Discreetly, Berlin is finally confronting Moscow’s spies
Russia’s invasion of Ukraine has recast relations
BERLIN — Every day as he settles into his desk, Erhard Grundl, a German lawmaker, looks outside his office window into the embassy he knows may be spying on him.
In the shadow of Berlin’s glass-domed Reichstag, beyond the sandstone columns of Brandenburg Gate, German parliamentary buildings sit cheek by jowl with Russia’s sprawling, Stalinist-style diplomatic mission. For years, a silent espionage struggle played out here along the city’s iconic Unter den Linden avenue.
Members of parliament like Grundl were warned by intelligence offices to protect themselves — to turn computer screens away from the window, stop using wireless devices that were easier to tap, and close the window blinds for meetings.
It seems an almost comical situation for officials in one of Europe’s most powerful nations, where tensions over Russian espionage were something Germany’s government long seemed willing to ignore. That has become increasingly difficult since Russia’s invasion of Ukraine, as a Cold War-era style chill settles across the continent and recasts relations with Russia.
Late last month, Russia exposed what it described as a “mass expulsion” of its diplomats in Germany when it announced a tit-for-tat expulsion of more than 20 German diplomats from Moscow. It was a rare sign, security analysts say, of a subdued but growing counterintelligence effort that Berlin is now belatedly undertaking, after years of increasingly brazen Russian intelligence operations on German soil.

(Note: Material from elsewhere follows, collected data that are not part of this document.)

PR #10, opened 2016-02-24
Add additional languages

gsvr:


gsvr:
@imsickofmaps Please review.

registrations/tasks.py
```diff
@@ -16,9 +16,13 @@
     "english": "eng_NG",
     "hausa": "hau_NG",
     "igbo": "ibo_NG",
+    "yoruba": "yor_NG",
+    "pidgin": "pcm_NG",
     "en": "eng_NG",
     "ha": "hau_NG",
-    "ig": "ibo_NG"
+    "ig": "ibo_NG",
```
imsickofmaps: Let's just remove the two letter ones as we don't validate them to True anyway and they're incomplete

imsickofmaps:
Minor then :+1:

At least twice, Russian groups suspected of Kremlin links have hacked German politicians and parliament — the last time just months before the 2021 elections that ended Angela Merkel’s 16 years at the helm and brought in Chancellor Olaf Scholz.

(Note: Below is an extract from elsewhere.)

PR #19, opened 2016-03-10
Using the wrong language code in the static file path.

smn:
The JSBox looks for `eng_NG` but the Django app has it under `en_NG` for registrations.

A few years earlier, a gunman accused of ties to Russian intelligence shot dead a Georgian dissident in broad daylight at the leafy Kleiner Tiergarten park, less than a mile away from Berlin’s government district.
In 2021, police arrested a security guard at the nearby British Embassy who had been spying for Russia.
And late last year, in perhaps the most disturbing case of all, a German intelligence officer was unmasked as a mole passing surveillance of the war in Ukraine to Moscow.
Germany’s Foreign Ministry has been tight-lipped about the latest expulsions — even refusing to call them expulsions. But it acknowledged the diplomats’ departure was linked to “reducing the Russian intelligence presence in Germany.”
Still, analysts like Stefan Meister, of the German Council on Foreign Relations, said years of neglecting counterintelligence would take a long time to repair. When he worked with German spy agencies in 2000, he recalled, they did not have a single Russian speaker on staff. In contrast, he said, President Vladimir Putin of Russia had long made Germany, Europe’s largest economy, a top target for espionage.
At the heart of the debate over Germany’s handling of Russian espionage is the Russian Embassy, a palatial complex of stone towers engraved with Soviet hammers and sickles that has long been a site of intrigue.
Germany’s domestic intelligence agency told ARD, the country’s state broadcaster, that it found potential espionage equipment on the embassy roof — perhaps to spy on lawmakers across the street, like Grundl.